# Battery Life



## bizpm (Apr 14, 2009)

Hi,

We just went camping for the first time in our "new" 2006 26RS. We had a great time.

In our old pop-up we used to get a week out of each of our marine batteries. We only used them for light about 1 hour a day.

In our new Outback, not using the lights at all (we got battery tap lights) and only running the water pump to wash toothbrushes, we got 2 days out of each. Yikes!

So, all you people out there who 1) dry camp for extended periods of time and 2) don't have a cute litle Honda generator, HOW do you manage this?

Do we have the wrong batteries? I see lots of mention of 6V batteries. Why? Do we just have bad karma?

Thanks,
Biz


----------



## 7heaven (Jun 4, 2005)

How old are your batteries?


----------



## GarethsDad (Apr 4, 2007)

Did you have the fridge on, the radio, water heater. Most of the appliances use some 12v power. The fridge on LP still uses 12v power to light the pilot, same thing with the water heater, CO and LP detector. Also open the freezer door and look at the upper righthand side and there is a switch for the climate control, this can kill a battery in no time. I have two 6v batteries and can (run) for over a week but your mileage may vary. James


----------



## ED_RN (Jun 25, 2006)

Two day's is a very short period of time for the batteries to be depleted. Especially with the use you decscribed. Check the switch inside the fridge that could be the cause, if on it runs a small heat strip that can draw lot's of juice. Normally we can go 3 days with the batteries still just under half full. That's using the inside lights at night for a few hours each night. 
6 volt bateries I understand will provide more usable amps but there is one draw back. That is you need two working batteries to get 12 volts. If one goes bad you are out of luck. No fridge, no hot water, no lights, no propane detector and no water pump. Not sure about brakes. I think they will run off the TV power but not sure. With 12 volt batteries if one goes bad you can move the wiring around and still have power using the TV to charge them if needed.


----------



## Oregon_Camper (Sep 13, 2004)

I'd check your batteries, it appears they are not holding a charge like they should. Based on what you said, you shouldn't have even used 1/2 of the first 12v battery.

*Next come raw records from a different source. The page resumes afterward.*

Issue #324, opened 2021-07-09
Option to force reroll/end


Nico105:
**Is your feature request related to a problem? Please describe.**  

If giveaways get deleted from the db, either with a command or endedGiveawaysLifetime, but their message is still there, then currently they cannot get rerolled anymore.

**Describe the solution you'd like**

A `force: true` option for the reroll function.
Since the prize is in the title and winnerCount in the footer (generally) we can just attempt to get those 2, which are the most necessary, from the embed and then just create a temporary new instance of the giveaway class where we immediately call the reroll function.
<br/>
This is more like a "should we do this?" instead of a feature request btw.
Let me hear your opinions.

Nico105:
And it would probably make sense to add this option for the end function as well.

Nico105:
_see pr_

PR #315, opened 2021-06-26
🎉 Schedule Giveaways

Nico105:
Requested by some people.
Tested.
thoughts?

PR #336, opened 2021-07-27
[WIP] Discord.js v13

Nico105:
_Note: This not yet the new-version-pr for discord-giveaways, since it gets merged into the dev branch first_

⚠DO NOT UPDATE WHILE "OLD" GIVEAWAYS ARE STILL RUNNING!

## Changes

Support for/complete switch to the (coming) v13 version of discord.js
- New way of sending embeds
- ThreadChannel support

Other
- thingID to thingId => `messageID` to `messageId`
- use fs/promises & access() instead of exists() (=deprecated)
- edit() newLastChance option #346 

## PR's that could get merged / Things that need to be reviewed

- #318
- #315
- #302
  - https://github.com/Androz2091/discord-giveaways/pull/302#issuecomment-879280487
  - https://github.com/Androz2091/discord-giveaways/pull/302#issuecomment-886198338
- #234 ~~(Only when https://github.com/abalabahaha/eris/pull/1216 has no more relevant bugs concerning threads)~~
- #342 
- ~~#330 (Exact confirmation needed _IMO_) (If I get a YES, I will add it)~~ #358 
- #359 

Basically directed at Androz 😅
_Technically this pr can also get merged before those additional prs get merged. Order is up to Androz i guess._

## PR's where opinions would be needed (which maybe could get merged)

- #303 (Not directly v13 related but I mention it anyway)
- #224 (Wanted or not?)

Basically directed at Androz 😅

## Things that I will work on

- ~~#324 (I mention this because Idk if smth code related in v13 will be different, so it could also be that it will be just a pr for the normal dev branch)~~ #342 

## Questions

- ~~For intents should we use `Intents.FLAGS` or is providing strings fine enough?~~ everyone uses FLAGS apparently

- ~~https://github.com/Androz2091/discord-giveaways/issues/338#issuecomment-888352195~~

- ~~Should we throw an error if the `GUILD_MESSAGE_REACTIONS` intent is not provided?
Technically it is only necessary for 3 giveaway events (reaction add/remove).
So it does not have to be there.
But on the other hand people might get confused why they don't receive those 3 giveaway events.~~
Without the intent the reactions cache might be empty => now enforced

- Not really directly v13 relevant, but... Should the `giveaway.json` file that's currently in the package, which btw also gets published to npm (see package.json), get removed?
Cause I don't know the reason why it is there/gets published.
_If i oversaw something regarding that, pls lmk_

- ~~https://support-dev.discord.com/hc/en-us/articles/4404772028055-Message-Content-Access-Deprecation-for-Verified-Bots
Regarding that.
Should we switch the README command examples over to slash commands?
Or maybe remove the current handling without adding slash commands? Since for <100 guild bots it would still be valid but for verified bots not (unless intent, but I dont take that into consideration here, since it should be general)?
Or should we just leave it like it is now, since as mentioned, for <100 guild bots its still valid?
Lmk your thoughs.~~ #343
~~A team member in the discord.js server talked about that he will rewrite/adjust the slash example (guide), so we should wait for that for now anyway.~~ (= https://github.com/discordjs/guide/pull/786)

- the thread channel checker (if statement) you can see in the start command.
Should we put it inside a manager _function? Or a getter?
Because we already use it in start(), end() and reroll(). = 3 times
If "forcing" gets merged it would be +2 = 5.
also if "eris" gets merged it would get a bigger block.
Or do you think its okay like it is now?
EDIT: This might become irrelevant depending on dc.js v13.2. But we have to see.

## My thoughts

Did I forgot anything relevant concerning v13 features?

Reviews/opinions would be much appreciated.

## Status

- [x] This PR introduces some breaking changes.


zmkq:
there is a bug that let MessageID `undefined`

Nico105:
> there is a bug that let MessageID `undefined`

Everything was changed from thingID to thingId, to match discord.js v13

README.md
```diff
@@ -31,9 +31,18 @@ You can read this example bot on GitHub: [giveaways-bot](https://github.com/Andr
 
 ### Launch of the module
 
+Required Discord Intents: `GUILDS`, `GUILD_MESSAGES`, `GUILD_MESSAGE_REACTIONS`.
```
Nico105, line 34: Should the first 2 stay there?
Cause technically they would not be needed _I think_
But without them you also won't get to issue a command in your bot, in the first place.
But is that relevant for us?

lmk

Dragonizedpizza: its probably going to be required on like april

Nico105: Yeah, but I meant it like the first 2 aren't needed to start a gaw.
Which now proved to be wrong cause at least "GUILDS" is needed to get a channel from the clients cache.
So I will just leave it like that I guess.

PR #340, opened 2021-07-29
Add typing for giveawayDeleted event

NotMarx:
This event exists but has not been typed yet.

[Source](https://github.com/Androz2091/discord-giveaways/blob/e0ee06390ce2a929df64e9bbaf5a43914d94d559/src/Manager.js#L358)


Nico105:
👍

I can go for about 5-6 days on my 2x6v batteries...could go longer, but my 2 DS's don't seem to know how to turn off lights or stereo when they leave the trailer.


----------



## BoaterDan (Jul 1, 2005)

Should last way longer camping like that. You may need to replace your batteries (especially if they still have the original Interstate JUNK).


----------



## Oregon_Camper (Sep 13, 2004)

BoaterDan said:


> Should last way longer camping like that. You may need to replace your batteries (especially if they still have the original Interstate JUNK).


I have 2x6v Interstate U2400's and they ROCK! Had Interstates on my previous 28RSS and never had a problem with them the entire 4 years I owned the trailer.


----------



## BoaterDan (Jul 1, 2005)

I figured this would turn into a Ford vs. Chevy thing.









My Walmart batteries have been way better than the Interstate junk they replaced. As with the cars, one person has a great experience and another a horrible one with the exact same product.

The point for the original poster is those batteries could potentially be 5 years old by now. If they weren't perfectly cared for, it wouldn't be surprising at all if they're shot, regardless of the brand.

Well, clearly either the batteries are shot or you have some kind of short in the trailer.


----------



## SDCampers (Oct 29, 2008)

I have 2 Interstate group 24's and we dry camp for a weekend and don't go below 2/3. We do not conserve either. We run the stereo, lights ect for hours. Maybe I just got the good Interstates????


----------



## BoaterDan (Jul 1, 2005)

SDCampers said:


> I have 2 Interstate group 24's and we dry camp for a weekend and don't go below 2/3. We do not conserve either. We run the stereo, lights ect for hours. Maybe I just got the good Interstates????


Maybe Keystone has employee swap day with their vendors, and Gilligan was on loan to Interstate the day mine were made. Must have been the same day my trailer was being made, since my black/gray tank labels are on right!


----------



## phxbrit (Jul 24, 2007)

One thing I had trouble with was reading the battery level from the inside console. This can be very misleading and the source of unnecessary concern. If you have the lights one, someone just took a shower, or there is a drain (or recent large drain) on the batteries, then just ignore what the console says your battery level is.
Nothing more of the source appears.